> Work item: Copy out every line of the listing in which "that" appears.

> Task data:
[Start of section]

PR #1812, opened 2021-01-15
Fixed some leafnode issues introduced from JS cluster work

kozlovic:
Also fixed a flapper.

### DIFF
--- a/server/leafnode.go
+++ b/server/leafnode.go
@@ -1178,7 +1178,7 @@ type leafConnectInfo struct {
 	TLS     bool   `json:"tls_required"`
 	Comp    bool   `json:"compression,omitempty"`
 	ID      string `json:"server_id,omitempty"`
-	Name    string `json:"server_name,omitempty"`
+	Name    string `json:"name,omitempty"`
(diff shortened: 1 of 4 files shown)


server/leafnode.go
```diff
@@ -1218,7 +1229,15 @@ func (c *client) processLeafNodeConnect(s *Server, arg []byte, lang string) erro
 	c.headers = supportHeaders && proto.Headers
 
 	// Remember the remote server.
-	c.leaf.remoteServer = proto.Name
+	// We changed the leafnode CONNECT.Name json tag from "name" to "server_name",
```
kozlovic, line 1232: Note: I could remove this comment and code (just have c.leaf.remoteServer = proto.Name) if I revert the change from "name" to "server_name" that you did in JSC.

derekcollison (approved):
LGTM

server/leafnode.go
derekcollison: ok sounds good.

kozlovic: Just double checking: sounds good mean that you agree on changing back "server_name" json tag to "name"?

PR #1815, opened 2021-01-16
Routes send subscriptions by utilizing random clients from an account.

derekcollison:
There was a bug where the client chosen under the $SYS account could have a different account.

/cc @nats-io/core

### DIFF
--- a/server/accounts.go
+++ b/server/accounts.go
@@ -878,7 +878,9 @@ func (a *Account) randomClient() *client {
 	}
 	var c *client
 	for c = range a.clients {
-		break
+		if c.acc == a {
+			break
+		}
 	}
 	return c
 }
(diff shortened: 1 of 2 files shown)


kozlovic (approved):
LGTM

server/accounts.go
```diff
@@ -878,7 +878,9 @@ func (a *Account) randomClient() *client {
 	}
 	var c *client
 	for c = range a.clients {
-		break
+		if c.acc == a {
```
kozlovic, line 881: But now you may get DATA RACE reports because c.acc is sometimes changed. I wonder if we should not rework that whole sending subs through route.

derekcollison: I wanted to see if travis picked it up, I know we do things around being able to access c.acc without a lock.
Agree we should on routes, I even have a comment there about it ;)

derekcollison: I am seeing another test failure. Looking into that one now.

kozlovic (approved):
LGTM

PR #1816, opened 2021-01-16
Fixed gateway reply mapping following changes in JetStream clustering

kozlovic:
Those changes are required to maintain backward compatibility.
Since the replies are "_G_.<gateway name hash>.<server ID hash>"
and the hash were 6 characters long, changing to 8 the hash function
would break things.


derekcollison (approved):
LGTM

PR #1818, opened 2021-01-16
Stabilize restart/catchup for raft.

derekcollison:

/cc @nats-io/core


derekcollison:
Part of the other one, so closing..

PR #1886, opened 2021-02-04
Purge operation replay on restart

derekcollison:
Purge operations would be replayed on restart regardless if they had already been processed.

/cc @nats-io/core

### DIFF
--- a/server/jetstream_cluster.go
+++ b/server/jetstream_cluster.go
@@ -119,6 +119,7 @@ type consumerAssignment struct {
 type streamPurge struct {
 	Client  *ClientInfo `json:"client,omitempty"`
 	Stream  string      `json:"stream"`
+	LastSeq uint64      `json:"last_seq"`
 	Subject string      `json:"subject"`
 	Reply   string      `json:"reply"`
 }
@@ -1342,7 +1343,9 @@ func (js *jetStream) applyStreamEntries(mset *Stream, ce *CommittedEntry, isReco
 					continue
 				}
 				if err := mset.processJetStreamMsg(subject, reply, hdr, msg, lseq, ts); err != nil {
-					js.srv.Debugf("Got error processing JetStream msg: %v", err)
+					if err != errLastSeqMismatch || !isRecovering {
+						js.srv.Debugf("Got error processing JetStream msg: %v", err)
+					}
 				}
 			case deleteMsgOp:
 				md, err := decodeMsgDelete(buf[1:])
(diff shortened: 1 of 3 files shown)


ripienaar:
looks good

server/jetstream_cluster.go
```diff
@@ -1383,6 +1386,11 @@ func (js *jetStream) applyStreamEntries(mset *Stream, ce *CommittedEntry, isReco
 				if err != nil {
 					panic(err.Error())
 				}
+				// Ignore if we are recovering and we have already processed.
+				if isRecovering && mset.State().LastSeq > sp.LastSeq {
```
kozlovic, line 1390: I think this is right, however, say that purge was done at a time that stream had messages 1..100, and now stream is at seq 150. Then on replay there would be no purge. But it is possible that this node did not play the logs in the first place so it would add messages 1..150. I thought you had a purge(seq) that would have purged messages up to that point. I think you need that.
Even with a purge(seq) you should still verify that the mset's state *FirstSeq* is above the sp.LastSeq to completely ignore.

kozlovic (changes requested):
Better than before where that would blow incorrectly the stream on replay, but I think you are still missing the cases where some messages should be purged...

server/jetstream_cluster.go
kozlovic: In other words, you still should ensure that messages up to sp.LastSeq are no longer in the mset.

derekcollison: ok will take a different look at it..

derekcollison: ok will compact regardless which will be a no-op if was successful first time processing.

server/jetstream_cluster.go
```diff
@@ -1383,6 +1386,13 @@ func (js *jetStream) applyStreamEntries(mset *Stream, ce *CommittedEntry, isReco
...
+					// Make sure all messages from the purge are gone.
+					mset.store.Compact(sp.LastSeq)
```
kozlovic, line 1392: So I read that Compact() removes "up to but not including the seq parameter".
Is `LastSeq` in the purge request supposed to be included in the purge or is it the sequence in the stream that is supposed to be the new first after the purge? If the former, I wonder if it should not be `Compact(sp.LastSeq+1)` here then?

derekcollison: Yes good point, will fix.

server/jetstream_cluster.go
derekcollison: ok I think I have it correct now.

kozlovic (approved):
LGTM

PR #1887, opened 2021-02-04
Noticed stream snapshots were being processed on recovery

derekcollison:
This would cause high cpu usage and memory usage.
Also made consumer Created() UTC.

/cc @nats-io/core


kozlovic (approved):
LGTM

[End of section]
[Start of section]

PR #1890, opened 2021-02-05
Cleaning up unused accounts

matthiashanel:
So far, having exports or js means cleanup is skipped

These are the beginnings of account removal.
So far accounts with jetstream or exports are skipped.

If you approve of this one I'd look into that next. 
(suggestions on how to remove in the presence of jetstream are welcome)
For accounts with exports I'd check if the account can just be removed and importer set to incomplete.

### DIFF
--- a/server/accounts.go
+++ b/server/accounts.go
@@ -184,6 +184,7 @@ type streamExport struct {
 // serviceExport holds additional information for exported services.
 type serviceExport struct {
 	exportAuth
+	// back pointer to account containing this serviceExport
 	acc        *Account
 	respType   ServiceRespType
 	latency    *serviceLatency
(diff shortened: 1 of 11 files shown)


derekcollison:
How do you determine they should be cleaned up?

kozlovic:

[End of section]

> Result:
kozlovic, line 1232: Note: I could remove this comment and code (just have c.leaf.remoteServer = proto.Name) if I revert the change from "name" to "server_name" that you did in JSC.
kozlovic: Just double checking: sounds good mean that you agree on changing back "server_name" json tag to "name"?
kozlovic, line 881: But now you may get DATA RACE reports because c.acc is sometimes changed. I wonder if we should not rework that whole sending subs through route.
derekcollison: I am seeing another test failure. Looking into that one now.
kozlovic, line 1390: I think this is right, however, say that purge was done at a time that stream had messages 1..100, and now stream is at seq 150. Then on replay there would be no purge. But it is possible that this node did not play the logs in the first place so it would add messages 1..150. I thought you had a purge(seq) that would have purged messages up to that point. I think you need that.
Even with a purge(seq) you should still verify that the mset's state *FirstSeq* is above the sp.LastSeq to completely ignore.
Better than before where that would blow incorrectly the stream on replay, but I think you are still missing the cases where some messages should be purged...
kozlovic: In other words, you still should ensure that messages up to sp.LastSeq are no longer in the mset.
kozlovic, line 1392: So I read that Compact() removes "up to but not including the seq parameter".
Is `LastSeq` in the purge request supposed to be included in the purge or is it the sequence in the stream that is supposed to be the new first after the purge? If the former, I wonder if it should not be `Compact(sp.LastSeq+1)` here then?
If you approve of this one I'd look into that next. 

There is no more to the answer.